## Aim of the exercise
Nothing should be omitted: restate the full listing word for word.

=== Begin Enclosure ===

PR #4927, opened 2021-03-20
Add poisson distribution to random API

povinsahu1909:


cupy/random/cupy_distributions.cu
```diff
@@ -164,6 +164,61 @@ __device__ double rk_beta(rk_state* state, double a, double b) {
...
+            continue;
+        }
+        if ((log(V) + log(invalpha) - log(a/(us*us)+b)) <=
+            (-lam + k*loglam - loggam(k+1))) {
+            return k;
+        }
+    }
+}
+
+__device__ long rk_poisson(rk_state *state, double lam) {
```
emcastillo, line 212: is the return type long correct here? I think it should be double

povinsahu1909: I use long because according to the NumPy docs 'output is limited to the range of the C int64 type' and also the current implementation of poisson distribution in RandomState module uses long as a return type.

leofang: If NumPy is right on the `int64` return type, then this must be `long long`, not `long`, because on Windows a `long` is 32 bits, not 64. See LP64 vs LLP64: https://docs.nvidia.com/cuda/nvrtc/index.html#integer-size.

leofang: (I didn't read the code here, just wanna point out `long` is not portable. So don't mind me if this is irrelevant of the implementation here. It's just that I spent quite some time fixing Windows errors, so wanna make sure we get it right from now on 😁)

emcastillo: let's use `int64_t`

emcastillo: I just confirmed that the datatype in windows is `int64`

povinsahu1909:
While going through cuRAND API reference guide, I saw a function for generating value from a poisson distribution similar to what used in the current implementation. Can we use this function for our implementation?

https://docs.nvidia.com/cuda/curand/device-api-overview.html#distributions

emcastillo:
the curand function returns a single 32 bit integer while we have the int64 range, so it's better to use the current one to ensure compatibility with numpy.

emcastillo:
Sorry, can you rebase to fix the conflicts? thanks!

emcastillo (dismissed):
Great work! thanks!

emcastillo:
Jenkins, test this please

emcastillo:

=== End Enclosure ===

## Answer for this exercise
PR #4927, opened 2021-03-20
Add poisson distribution to random API

povinsahu1909:


cupy/random/cupy_distributions.cu
```diff
@@ -164,6 +164,61 @@ __device__ double rk_beta(rk_state* state, double a, double b) {
...
+            continue;
+        }
+        if ((log(V) + log(invalpha) - log(a/(us*us)+b)) <=
+            (-lam + k*loglam - loggam(k+1))) {
+            return k;
+        }
+    }
+}
+
+__device__ long rk_poisson(rk_state *state, double lam) {
```
emcastillo, line 212: is the return type long correct here? I think it should be double

povinsahu1909: I use long because according to the NumPy docs 'output is limited to the range of the C int64 type' and also the current implementation of poisson distribution in RandomState module uses long as a return type.

leofang: If NumPy is right on the `int64` return type, then this must be `long long`, not `long`, because on Windows a `long` is 32 bits, not 64. See LP64 vs LLP64: https://docs.nvidia.com/cuda/nvrtc/index.html#integer-size.

leofang: (I didn't read the code here, just wanna point out `long` is not portable. So don't mind me if this is irrelevant of the implementation here. It's just that I spent quite some time fixing Windows errors, so wanna make sure we get it right from now on 😁)

emcastillo: let's use `int64_t`

emcastillo: I just confirmed that the datatype in windows is `int64`

povinsahu1909:
While going through cuRAND API reference guide, I saw a function for generating value from a poisson distribution similar to what used in the current implementation. Can we use this function for our implementation?

https://docs.nvidia.com/cuda/curand/device-api-overview.html#distributions

emcastillo:
the curand function returns a single 32 bit integer while we have the int64 range, so it's better to use the current one to ensure compatibility with numpy.

emcastillo:
Sorry, can you rebase to fix the conflicts? thanks!

emcastillo (dismissed):
Great work! thanks!

emcastillo:
Jenkins, test this please

emcastillo:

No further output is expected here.